Exercise instructions
In the listing below, find the line with "its expected structure." and the line with "the new architecture.". Repeat those two lines and all lines between them exactly.

------ Data excerpts

PR #2055, opened 2026-03-23
p2p impl

giurgiur99:
Fixes #2053 

Changes proposed in this PR:

- Split Provider.ts into BaseProvider (routing), HttpProvider, P2pProvider — auto-routes by URI format
- Run CI tests with HTTP & P2P
- Full P2P transport over libp2p: KadDHT, bootstrap, mDNS, TLS, retry on dropped connections
- enableTcp flag in P2PConfig for Node.js (off by default for browsers)
- getDownloadUrl() streams binary via lpStream → DownloadResponse
- getComputeResult() new streaming method → AsyncGenerator<Uint8Array> with resumable offset
- computeStatus() takes signerOrAuthToken consistently across all layers
- computeStart payment body includes resources in both transports
- Aquarius.resolve/waitForIndexer/validate route through P2P when URL is a multiaddr
- NFT.setMetadata stores bare peer ID on-chain (strips multiaddr prefix)


alexcos20 (commented):

Overall risk: medium

Summary:
This pull request introduces P2P communication capabilities to the `ocean.js` library by refactoring the `Provider` service. The original `Provider` logic is now encapsulated within an `HttpProvider`, and a new `P2pProvider` handles `libp2p` based communication. A `BaseProvider` acts as a facade, routing requests to the appropriate underlying provider based on the `nodeUri`. The CI pipeline has been updated to test both HTTP and P2P integration paths. Key changes include adding `libp2p` dependencies, updating Node.js versions in CI, and modifying `NFT.ts` and `Aquarius.ts` to leverage the new P2P routing for metadata decryption and DDO operations. While the architectural change is positive, there are some areas for careful review, particularly around P2P stream handling and return type consistency.

Comments:
• [INFO][other] Node.js version updated from `20` to `22` across multiple jobs. While Node.js 22 is generally backward-compatible, it's good practice to monitor for any unexpected regressions in the CI or runtime with this new version.
• [WARNING][bug] The regex `/p2p/([^/]+)/` is used to extract the peer ID from `metadataDecryptorUrl`. This regex assumes a very specific multiaddr format. If multiaddrs can have different structures (e.g., `/p2p/Qm.../tcp/4001`), this regex might not be robust enough. Consider using a dedicated `multiaddr` parsing library function for more reliable extraction, or refine the regex to account for more variations.
• [INFO][style] The refactoring of the `Provider` class into `BaseProvider`, `HttpProvider`, and `P2pProvider` using a facade pattern is a good architectural improvement. This will make the codebase more modular and extensible for future transport mechanisms.
• [WARNING][other] The `isP2pUri` function relies on `startsWith('/')`, `startsWith('12D3')`, `startsWith('16Uiu')`, or `startsWith('Qm')`. While pragmatic for common peer IDs/multiaddrs, this could be brittle if new peer ID prefixes emerge or if multiaddr formats vary in unexpected ways. A more explicit check for `/p2p/` within the string might be more robust, potentially leveraging `multiaddr` library's parsing capabilities.
• [INFO][other] The `bufToHex` utility function handles various buffer representations (JSON string, object, indexed object). Given its use for fields like `hash`, `publicKey`, `r`, `s` in `validateDdo`, which are often hex strings, ensure the `Buffer.from(data).toString()` conversion correctly yields hex (e.g., if `data` bytes are actual ASCII hex characters, not raw bytes of the hex value). If the data is truly raw bytes that *represent* a hex string, `toString('hex')` might be more appropriate. Clarification on the exact input/output intent would be beneficial.
• [WARNING][other] The `libp2pNode` and `lastBootstrapKey` are global variables. This means there will only be one `libp2p` instance for the entire application, which could lead to issues in scenarios requiring multiple distinct P2P connections or different configurations, or in a testing environment where state needs to be reset between tests. Consider managing the `libp2pNode` lifecycle per `P2pProvider` instance or within a more controlled singleton pattern if global state is strictly intended.
• [ERROR][bug] In `dialAndStream`, the stream is closed immediately after writing the payload (`await stream.close()`). For a typical request/response pattern over `lpStream`, the client would write the request, then *read the response* from the same stream, and only then close it. Closing the stream immediately might prevent the client from receiving the full response or cause errors on the server side if it's still trying to write to a closed stream. This pattern needs to be carefully verified with the expected `libp2p` stream usage and the `lpStream` library's behavior. If `lpStream` detaches read/write, it might be fine, but it seems suspicious.
• [ERROR][bug] The `getComputeResultUrl` method in `P2pProvider` returns `Promise<any>` which resolves to an `AsyncGenerator<Uint8Array>`, while the `HttpProvider` counterpart returns `Promise<string>` (a URL). The `BaseProvider` facade's signature for this method is `Promise<string>`, creating a type mismatch at compile time for `P2pProvider` and a potential runtime error for callers expecting a `string` (URL) when interacting with a P2P `nodeUri`. The return type of `BaseProvider.getComputeResultUrl` needs to be updated to reflect both possibilities (e.g., `Promise<string | AsyncGenerator<Uint8Array>>`), and all call sites in the library need to be updated to handle the `AsyncGenerator` type when a P2P URI is used.
• [INFO][style] Removed `console.log` statements for nonce, which is good cleanup for production code.

alexcos20 (commented):

Overall risk: medium

Summary:
This pull request introduces P2P communication support to `ocean.js`, refactoring the core `Provider` logic into a `BaseProvider`, `HttpProvider`, and `P2pProvider`. It updates the CI to Node.js 22, adds necessary `libp2p` dependencies, and modifies `Aquarius` and `NFT` services to leverage the new P2P capabilities. Integration tests are updated to cover both HTTP and P2P transports. The architectural changes are a significant improvement for supporting multiple communication protocols.

Comments:
• [INFO][other] The CI workflow is updated to Node.js 22 across multiple jobs. This is a good move to stay current, but ensure all project dependencies have been thoroughly tested for full compatibility with Node.js 22.
• [WARNING][other] The `test_integration` job for the `p2p` transport matrix entry explicitly runs `npm run test:integration` instead of `npm run test:integration:cover`. Additionally, the 'Upload coverage' step is conditional (`if: matrix.transport == 'http'`). This means P2P integration tests are not contributing to code coverage. Please clarify if this is a temporary measure or a known limitation, and if there are plans to include P2P test coverage in the future to ensure comprehensive testing.
• [INFO][style] The change from `import ... assert { type: 'json' }` to `import ... with { type: 'json' }` is correct for Node.js 22's adoption of 'import attributes' over 'import assertions'. This aligns with the Node.js version update in CI.
• [INFO][other] The logic to extract the peer ID from `metadataDecryptorUrl` when it's a P2P multiaddr is a necessary and well-commented change to ensure correct routing for P2P decrypt operations within the indexer. Good job anticipating the indexer's requirements.
• [INFO][architecture] The refactoring of the large `Provider` class into `BaseProvider`, `HttpProvider`, and `P2pProvider` is an excellent architectural improvement. It significantly enhances modularity, maintainability, and extensibility, making it easier to manage different communication protocols. This is a strong positive for the codebase.
• [INFO][other] The `Aquarius` service now correctly routes DDO resolution and validation requests to the appropriate provider (HTTP or P2P) using `isP2pUri` and `ProviderInstance`. This is a critical integration point for the new P2P functionality.
• [WARNING][other] The `isP2pUri` function's check for multiaddrs starting with `Qm` might be overly broad. While `Qm` often indicates a CID (which can be part of a P2P multiaddr), it's not exclusively for multiaddrs and could potentially lead to false positives. Consider if a more precise check (e.g., validating the full multiaddr structure or looking for `/p2p/` explicitly) is feasible and desirable.
• [WARNING][other] The `getComputeResultUrl` method in `P2pProvider` returns `any` (an async generator of `Uint8Array` chunks), which differs significantly from `HttpProvider`'s `Promise<string>` (a URL). While the `BaseProvider`'s `getDownloadUrl` properly handles `string | DownloadResponse`, this specific method in `BaseProvider` still returns `Promise<string>`. This inconsistency in return types for `getComputeResultUrl` between HTTP and P2P paths could be a source of confusion or bugs for consumers. This method in `BaseProvider` should probably return `Promise<string | AsyncGenerator<Uint8Array>>` and be handled accordingly in calling code.
• [INFO][performance] The `getOrCreateLibp2pNode` function correctly reuses the `libp2pNode` instance based on the bootstrap key. This is good for performance and resource management, preventing unnecessary node creation and destruction.
• [INFO][other] The `sendP2pCommand` includes retry logic with `MAX_RETRIES` and `RETRY_DELAY_MS` for connection closed/reset errors. This is a good practice for improving the resilience of P2P communication against transient network issues.
• [INFO][other] In `P2pProvider.getEndpoints`, the `STATUS` command is used. It's important to note that this returns a different structure (`address`, `providerAddress`, `providerAddresses`) than the HTTP provider's `getEndpoints` which returns `serviceEndpoints`. This is handled by `BaseProvider` but could still be a nuance for callers inspecting the raw response.
• [INFO][other] The `downloadFile` function is updated to gracefully handle both HTTP URLs (strings) and pre-collected `DownloadResponse` objects (from P2P). This demonstrates good adaptability for the new P2P download flow, providing a unified interface for consumers.
• [INFO][style] Changing `delay(delayTimeout)` to an `it('should delay', ...)` block with `setTimeout` is a good practice for asynchronous testing in Mocha. It ensures that the delay is properly awaited and test timeouts are respected, making the test suite more reliable.

alexcos20 (commented):

Overall risk: medium

Summary:
This pull request introduces a significant architectural change by integrating P2P transport capabilities into the `ocean.js` library. The `Provider` class has been refactored into a `BaseProvider` facade that dynamically selects between `HttpProvider` and a new `P2pProvider` based on the provided node URI. This enables DDO resolution, file info retrieval, and compute operations over P2P. 

Key changes include: 
- **P2P Integration**: Full `libp2p` implementation for a new transport layer.
- **Refactoring**: `Provider.ts` is now a lightweight dispatcher to `HttpProvider.ts` (existing logic) and `P2pProvider.ts` (new logic).
- **CI/CD Updates**: Node.js version bumped to 22, and integration tests are matrixed to cover both HTTP and P2P scenarios.
- **Dependency Management**: Extensive additions of `libp2p` related packages.
- **Syntax Modernization**: `import assertions` updated from `assert` to `with`.

Overall, this is a substantial enhancement adding a critical new feature, but it also increases complexity and introduces a new set of dependencies and potential failure modes.

Comments:
• [WARNING][other] Updating Node.js to version 22 is a significant jump. While keeping up-to-date is good, Node.js 20 is the current LTS. Moving to an even newer non-LTS (or recently-LTS'd) version might introduce compatibility issues with existing dependencies or build tools that haven't fully adapted yet. Consider if Node.js 20 LTS would be a more stable choice for CI, or if Node.js 22 is strictly necessary for specific features.
• [WARNING][bug] The coverage upload is conditional on `matrix.transport == 'http'`. This means code paths specific to the new P2P implementation will not have their coverage reported. It's crucial to ensure P2P code paths are also adequately covered by integration tests and included in coverage reports to prevent regressions and ensure code quality for this new, complex feature.
• [INFO][other] Good catch to extract the bare peer ID for P2P decrypt routing. This demonstrates understanding of the different formats expected by HTTP vs. P2P endpoints.
• [WARNING][other] The `Aquarius` class now acts as a dispatcher for DDO resolution, delegating to `ProviderInstance` if `aquariusURL` is a P2P URI. This means `aquariusURL` can now effectively be a 'nodeUrl' capable of P2P. This is a significant conceptual shift for Aquarius's role. It would be beneficial to add comments explaining this, and ensure `ProviderInstance`'s P2P setup (`setupP2P`) is always called before Aquarius is used with a P2P URI.
• [INFO][style] This is a massive refactor of `Provider.ts`, moving all the implementation details into `HttpProvider.ts` and `P2pProvider.ts`. This is a very clean and maintainable approach for supporting multiple transport protocols. Great job on the abstraction!
• [INFO][performance] `connectionManager: { maxConnections: 100 }` - This is a reasonable default. Depending on usage patterns and network characteristics, this value might need tuning in production for optimal performance and resource usage.
• [WARNING][other] Silently catching and ignoring errors during `node.dial` for newly discovered peers (`.catch(() => {})`) could mask important connection issues during P2P discovery. While it's in the event listener for 'peer:discovery', it might be better to log these errors at a debug or info level at least, to aid in troubleshooting P2P connectivity problems.
• [WARNING][bug] The `bufToHex` function's logic `if (typeof val === 'string') { try { val = JSON.parse(val) } catch { return val } }` followed by `const bytes = Array.isArray(val?.data) ? val.data : typeof val?.[0] === 'number' ? Object.values(val) : null` seems overly complex and potentially brittle. If `val` is expected to be a JSON string representation of a Buffer, it should probably just `Buffer.from(JSON.parse(val).data).toString('hex')`. If it's expected to be a `Buffer` or `Uint8Array`, then `Buffer.from(val).toString('hex')` is sufficient. This current implementation tries to handle multiple inconsistent input types, which might lead to unexpected behavior. It also uses `Object.values(val)` which is not guaranteed to maintain order for integer keys in older JS engines, although modern ones do. Let's simplify or clarify the expected input `val`.
• [INFO][performance] The retry mechanism for P2P commands is a good addition for network resilience. `DEFAULT_MAX_RETRIES` and `DEFAULT_RETRY_DELAY_MS` are set, but it would be good to make these configurable via `P2PConfig` to allow consumers to tune their P2P interaction strategy.
• [INFO][other] The `getDownloadUrl` in `P2pProvider` now returns a `DownloadResponse` (containing an `ArrayBuffer`), which is directly consumable by `FetchHelper.downloadFile`. This is a good design, ensuring consistency in the download interface across HTTP and P2P, despite the underlying mechanism differences.
• [INFO][other] Removing `computeRoutePath` and `hasFreeComputeSupport` from examples is good, as the `ProviderInstance` now abstracts away the transport choice. This simplifies client-side code, which is a major benefit of the refactoring.
• [INFO][other] The removal of the `freeComputeRouteSupport` flag and the conditional logic simplifies the `ComputeFlow` test significantly, showcasing the benefit of the new `BaseProvider` abstraction. This implies the `ProviderInstance` is now expected to handle the route determination internally.
• [WARNING][bug] The hardcoded IP address `172.15.0.5` for local P2P bootstrap in the test setup (`_P2PWarmup.test.ts`) is specific to a Docker Compose network configuration. This makes the test less portable and prone to failure if the local environment deviates from this setup. It should ideally be retrieved dynamically (e.g., from an environment variable or Docker network inspection) or made configurable in `P2PConfig` for testing purposes.

alexcos20 (commented):

Overall risk: medium

Summary:
This pull request introduces a significant architectural change by refactoring the `Provider` service to support both HTTP and P2P communication protocols. The existing `Provider` class is now a facade (`BaseProvider`) that dispatches requests to either `HttpProvider` or `P2pProvider` based on the provided node URI. This enables `ocean.js` to interact with Ocean Protocol services over P2P, enhancing decentralization and resilience. Key changes include adding new `libp2p` dependencies, updating CI workflows to Node.js 22 and incorporating P2P integration tests, and adjusting existing API calls (e.g., `getDownloadUrl`) to handle different return types for P2P streams vs. HTTP URLs. The documentation examples for compute-to-data have been simplified to reflect the new, more abstract provider usage.

Comments:
• [INFO][other] The introduction of a matrix strategy for `test_integration` to include both `http` and `p2p` transports is excellent for ensuring compatibility and testing the new P2P functionality. This is a critical step for validating the core changes.
• [INFO][refactor] The removal of `computeRoutePath` and `hasFreeComputeSupport` variables and associated conditional logic from `ComputeExamples.md` is a good simplification. It reflects the abstraction where `ProviderInstance` now internally handles the transport logic without requiring explicit route checks, making the API cleaner for consumers.
• [INFO][feature] The addition of numerous `libp2p` related dependencies (e.g., `@chainsafe/libp2p-noise`, `@libp2p/bootstrap`) clearly indicates the integration of P2P capabilities. This is a core new feature. Consider adding a note in the README or upgrade guide about potential bundle size impact for browser environments.
• [STYLE][other] Changing `assert { type: 'json' }` to `with { type: 'json' }` is a syntax update conforming to a newer TC39 proposal. This is a good maintenance update, but ensure runtime compatibility if targeting older Node.js versions (though CI suggests Node.js 22 is targeted).
• [WARNING][bug] The logic to strip the P2P multiaddr part from `metadataDecryptorUrl` before calling `setMetaData` is a good fix for P2P compatibility, ensuring only the bare peer ID is used by the contract. However, this implies the contract or downstream services expect a bare peer ID. Please verify if the contract *only* supports bare peer IDs or if multiaddrs (e.g., `/ip4/.../p2p/...`) should be fully supported if the P2P service needs connection details.
• [INFO][feature] Integrating `isP2pUri` checks within `Aquarius` to delegate DDO resolution to `ProviderInstance` for P2P URIs is a clean way to extend Aquarius functionality to P2P. This makes Aquarius transport-agnostic.
• [WARNING][refactor] This file undergoes a massive refactoring. The original `Provider` class is completely replaced by a facade `BaseProvider` (from `BaseProvider.js`). This is a significant architectural change. While good for modularity, it represents a potentially breaking change for any consumer directly instantiating `Provider` or relying on its internal structure, even if `ProviderInstance` now points to the new `BaseProvider`. This should be clearly communicated in release notes.
• [INFO][refactor] The `isP2pUri` function is central to dispatching between HTTP and P2P providers. The current logic checks for leading `/` or common Peer ID prefixes. This approach is practical but might need review if new multiaddr formats or Peer ID versions emerge that are not covered. Ensure it's robust against different valid multiaddr forms representing P2P endpoints.
• [WARNING][security] Hardcoding `DEFAULT_BOOTSTRAP_PEERS` means these are centralized entry points for DHT discovery. While necessary, it could be a single point of failure if these bootstrap nodes are down or malicious. It's recommended to make these configurable via environment variables or a configuration object, especially in production environments, to allow for more flexible and secure bootstrapping.
• [ERROR][bug] The `getComputeResultUrl` method in `P2pProvider` returns an async generator (`result`) for streaming data directly, while its `HttpProvider` counterpart and the API definition (`Promise<string>`) expect a URL string. This is a significant discrepancy and a breaking change in behavior. Callers that expect a string URL will break when using P2P. This requires either: 
1.  Making the return type consistent (e.g., both return a stream or both return a URL that resolves to a stream).
2.  Clearly documenting this breaking change and requiring explicit type checks in consuming code.
3.  Potentially wrapping the P2P stream in a pseudo-URL or a more unified `DownloadResponse` object as `FetchHelper.ts` does for `downloadFile`.
• [WARNING][performance] The `bufToHex` function seems to perform JSON parsing on `val` if it's a string, then checks for `Buffer` type. This might introduce unnecessary overhead if `val` is frequently a non-JSON string. Also, directly checking `val?.type === 'Buffer'` is less robust than `Buffer.isBuffer(val)` or `val instanceof Uint8Array`. It would be more efficient to handle `Uint8Array` or `Buffer` first, and only attempt `JSON.parse` if it's a string that explicitly requires it for its expected structure.
• [INFO][feature] Updating `downloadFile` to accept `string | DownloadResponse` and directly return the `DownloadResponse` if provided is an elegant solution to accommodate the P2P streaming behavior while maintaining a fallback for HTTP URLs. This helps abstract the underlying transport for direct file downloads.
• [INFO][refactor] The removal of `let providerInstance: Provider` and direct usage of `ProviderInstance` reflects the new singleton facade pattern. This simplifies the tests and aligns with the new architecture.
• [WARNING][test] The `bootstrapPeers` logic here (`nodeUrl.startsWith('/') ? [nodeUrl] : [...]`) might be brittle. The `isP2pUri` function in `BaseProvider` has more comprehensive checks. Consider centralizing the determination of multiaddr types and configuring `bootstrapPeers` based on a clearer parsing of `NODE_URL` to avoid potential misconfigurations, especially if the `NODE_URL` is a bare peer ID that should use the default bootstrap peers but is instead treated as its own bootstrap peer.

alexcos20 (commented):

Overall risk: medium

Summary:
This pull request introduces significant P2P capabilities to `ocean.js` by refactoring the `Provider` service into a polymorphic `BaseProvider` class. It now dispatches requests to either `HttpProvider` or a newly implemented `P2pProvider` based on the `nodeUri` format (HTTP URL vs. P2P Multiaddr/PeerId). This enables `ocean.js` to communicate with Ocean Nodes via both traditional HTTP and the P2P network. The CI pipeline has been updated to include integration tests for both transport types, and documentation examples have been simplified to reflect the new, unified `ProviderInstance` interface. Key `libp2p` dependencies have been added to support the new networking layer.

Comments:
• [INFO][style] Changed single quotes to double quotes. This is a consistent style update across the CI file, improving uniformity.
• [INFO][other] Updated Node.js version from 20 to 22. This ensures compatibility with the latest Node.js LTS and allows leveraging new language features and performance improvements.
• [INFO][other] Introduced a build matrix for `test_integration` to run tests with both `http` and `p2p` transports. This is crucial for validating the new P2P functionality and ensuring existing HTTP flows remain functional.
• [INFO][documentation] Removed `computeRoutePath` and `hasFreeComputeSupport` variables. This simplifies the compute examples, as the `ProviderInstance` now abstracts away the transport layer details, making the client-side code cleaner.
• [WARNING][performance] Added a significant number of `libp2p` related dependencies. While essential for P2P functionality, this will increase the bundle size of `ocean.js`. For browser environments, consider a strategy for conditional loading or tree-shaking if P2P is not always required to optimize bundle size and load times.
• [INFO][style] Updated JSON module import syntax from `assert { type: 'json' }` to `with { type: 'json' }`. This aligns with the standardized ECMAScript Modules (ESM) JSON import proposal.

------------

Solution for this exercise
• [WARNING][performance] The `bufToHex` function seems to perform JSON parsing on `val` if it's a string, then checks for `Buffer` type. This might introduce unnecessary overhead if `val` is frequently a non-JSON string. Also, directly checking `val?.type === 'Buffer'` is less robust than `Buffer.isBuffer(val)` or `val instanceof Uint8Array`. It would be more efficient to handle `Uint8Array` or `Buffer` first, and only attempt `JSON.parse` if it's a string that explicitly requires it for its expected structure.
• [INFO][feature] Updating `downloadFile` to accept `string | DownloadResponse` and directly return the `DownloadResponse` if provided is an elegant solution to accommodate the P2P streaming behavior while maintaining a fallback for HTTP URLs. This helps abstract the underlying transport for direct file downloads.
• [INFO][refactor] The removal of `let providerInstance: Provider` and direct usage of `ProviderInstance` reflects the new singleton facade pattern. This simplifies the tests and aligns with the new architecture.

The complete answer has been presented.